- **Task statement**
Which lines of the entries contain the string "needs"? Please find them and copy them.
BEGIN Listed entries
PR #658, opened 2023-02-13
pkcsconf: Ignore CKR_TOKEN_NOT_PRESENT when displaying info

ifranzki:
Certain options cause pkcsconf to also list slots that have no token present, i.e. those options that list slots (versus tokens). If options that list slots are combined with options that list tokens, do not fail when attempting to display token information on a slot that has no token present.


jschmidb (approved):
lgtm

vkanjur (approved):

PR #660, opened 2023-02-14
SOFT/ICA: Add min/max key sizes to HMAC mechanism info

ifranzki:
Add the minimum and maximum key sizes for the HMAC mechanisms in their mechanism info. The key sizes are according to the key sizes of the CKM_GENERIC_SECRET_KEY_GEN key generation mechanism, adjusted to the minimum key sizes for the digests.


jschmidb (approved):
lgtm

vkanjur (approved):

PR #661, opened 2023-02-20
ICA: Calculate private exponent when generating RSA keys

ifranzki:
The ICA token uses libica to generate RSA keys in CRT format. That way, the public key components n and e, as well as the private CTR components p, q, dp, dq, and qInverse are available, but not the private exponent d.

Calculate the private exponent d from the modulus n, the public exponent e, and the private key components p and q as follows:

ϕ(n) = (p − 1) * (q − 1) = n − p − q + 1. Then d = e ^−1 mod ϕ(n)

That way, an RSA key generated by the ICA token has all private key components, the mod-expo components as well as the CRT components.

### DIFF
--- a/usr/lib/ica_s390_stdll/ica_specific.c
+++ b/usr/lib/ica_s390_stdll/ica_specific.c
@@ -1848,6 +1848,81 @@ err_crtkey:
     return NULL;
 }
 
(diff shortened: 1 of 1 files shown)


jschmidb (approved):
lgtm

vkanjur (approved):

PR #663, opened 2023-02-21
CCA: Support EC public key import with compressed EC point

ifranzki:
The CCA host library needs an uncompressed EC point in the key value structure when importing an EC public key. Uncompress the EC point using OpenSSL in case CKA_EC_POINT contains an EC point in compressed form.


jschmidb (approved):
lgtm

PR #664, opened 2023-02-22
ICA: Fix private exponent calculation

ifranzki:
The 'p' component in the libica CRT private key is padded with 8 bytes. 
Correct the conversion of the 'p' component into an OpenSSL BIGNUM by skipping the first 8 bytes of padding.

Unfortunately this is no where documented, one needs to 'know' that there is an 8 bytes padding for 'p', 'dp', and 'qInverse'.

This fixes an error during private exponent calculation at RSA key generation when BN_mod_inverse() returns an error, reporting that no inverse exists, because the 'p' component is wrong.

Fixes: b9ae1f6efbef ("ICA: Calculate private exponent when generating RSA keys")

@jschmidb Maybe you could add information about this 8 bytes padding to the libica header file and/or manual?


jschmidb (approved):

jschmidb:
Will update libica docs! Thanks for the hint.

PR #804, opened 2026-06-13
Better format and static type Pickup Function

mubinulhaque:
- Add type to several procedure parameters
- Add type to signal `has_picked_up` parameter
- Reorder functions according to the style guide above
- Add two export groups

## Testing
A lot of functions have been moved around, so I tested both the Pickables demo and the Audio demo, both of which run the same as `master`.

## Note
Originally, I cast several variables and parameters as `XRToolsPickable`, but this spammed errors, since `XRToolsSnapZone`s can also be picked up. Hence, I cast these variables as `Node3D` instead, losing a bit of type safety. If we want this to change, we'll need to modify `XRToolsSnapZone`, which is out of scope for this PR.

Also, if we ever push the minimum version of Godot for XR Tools to 4.6+, we should use `PROPERTY_HINT_GROUP_ENABLE` for the export group `Ranged Grab`.

## Disclaimer

### DIFF
--- a/addons/godot-xr-tools/functions/function_pickup.gd
+++ b/addons/godot-xr-tools/functions/function_pickup.gd
@@ -3,7 +3,6 @@
 class_name XRToolsFunctionPickup
 extends XRToolsHandPalmOffset
 
-
 ## XR Tools Function Pickup Script
 ##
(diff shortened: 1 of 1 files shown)


BastiaanOlij (approved):

PR #805, opened 2026-06-13
Better format and static type Return To Snap Zone

mubinulhaque:
- Reorder functions according to the style guide above
- Add types to method parameters
- Add suffix to exported property

## Disclaimer


BastiaanOlij (approved):

PR #807, opened 2026-06-13
Better format and static type Pointer

mubinulhaque:
- Add type to signal `pointing_event` parameter
- Add suffixes to three exported properties

## Testing
The Pointer demo was used for testing. Everything works as intended, although I used an await in the `_enter_tree()` method, otherwise this throws an error. AFAIK, this should not change anything. However, I should note that the keyboard in the Pointer demo does not do anything, even in `master`, due to issue #792.

## Disclaimer


BastiaanOlij (approved):

Issue #584, opened 2023-12-10
Interactables need 3D Gizmos to assist in alignment


Malcolmnixon:
The Interactables (Hinge, Slider, Joystick) need [3D Gizmos](https://docs.godotengine.org/en/stable/classes/class_editornode3dgizmoplugin.html#class-editornode3dgizmoplugin) to assist in alignment and configuration; however the design of the interactables currently hinders this.

The current interactable nodes move within the confines/transform of their parent "Origin" Node3D; and so visualizing the extents of motion want to be with regards to that "Origin" Node3D; however the 3D Gizmos mechanism attaches visualizations and aids to the target node.

As such a secondary set of scripts HingeOrigin, SliderOrigin, JoystickOrigin would be needed to define the extents, and the 3D Gizmos would be attached to these origin nodes.

PR #808, opened 2026-06-15
Added gizmos to help align interactable joints

mubinulhaque:
# Note
Supersedes #585. Co-authored-by: Malcolm Nixon <Malcolm.nixon@gmail.com>

# Original PR
This PR resolves request #584 by adding gizmos to align interactable hinges, sliders, and joysticks. This does cause minor breakage in that:
- New origin nodes have been introduced where the ranges are visualized
- Testing showed Y-Axis inversion on the slider and joystick

# Demonstration Video
https://github.com/GodotVR/godot-xr-tools/assets/1863707/0bf443f5-5b3b-48b5-b953-c7ca4d866196

# Slider Gizmo
image

# Hinge Gizmo
image

# Joystick Gizmo
image

# Disclaimer
No generative AI was used **by me** to enhance or create the code given here.

### DIFF
--- a/addons/godot-xr-tools/editor/gizmos/hinge_origin.gd
+++ b/addons/godot-xr-tools/editor/gizmos/hinge_origin.gd
@@ -1,0 +1,185 @@
+extends EditorNode3DGizmoPlugin
+
+## Editor Gizmo for [XRToolsInteractableHingeOrigin]
+##
+## This editor gizmo helps align interactable hinge joints.
+
+var undo_redo: EditorUndoRedoManager
+
+
+func _init() -> void:
+	create_material("axis", Color(1, 1, 0))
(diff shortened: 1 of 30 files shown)


BastiaanOlij:
I'd have to look into this a little closer, is it not possible to put this logic on the interactable nodes themselves?
I imagine this will be trickier because those nodes need to be able to move in relation to the origin node?

Possibly something we'll have to accept for XR Tools but redesign once interactable are added to XR development kit.

mubinulhaque:
A lot of this logic requires the use of the class `EditorNode3DGizmoPlugin`, so it's just easier to move a lot of the logic to new classes, rather than to try shoehorning it into existing classes and breaking things.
END Listed entries
- **Written response**
The CCA host library needs an uncompressed EC point in the key value structure when importing an EC public key. Uncompress the EC point using OpenSSL in case CKA_EC_POINT contains an EC point in compressed form.
Unfortunately this is no where documented, one needs to 'know' that there is an 8 bytes padding for 'p', 'dp', and 'qInverse'.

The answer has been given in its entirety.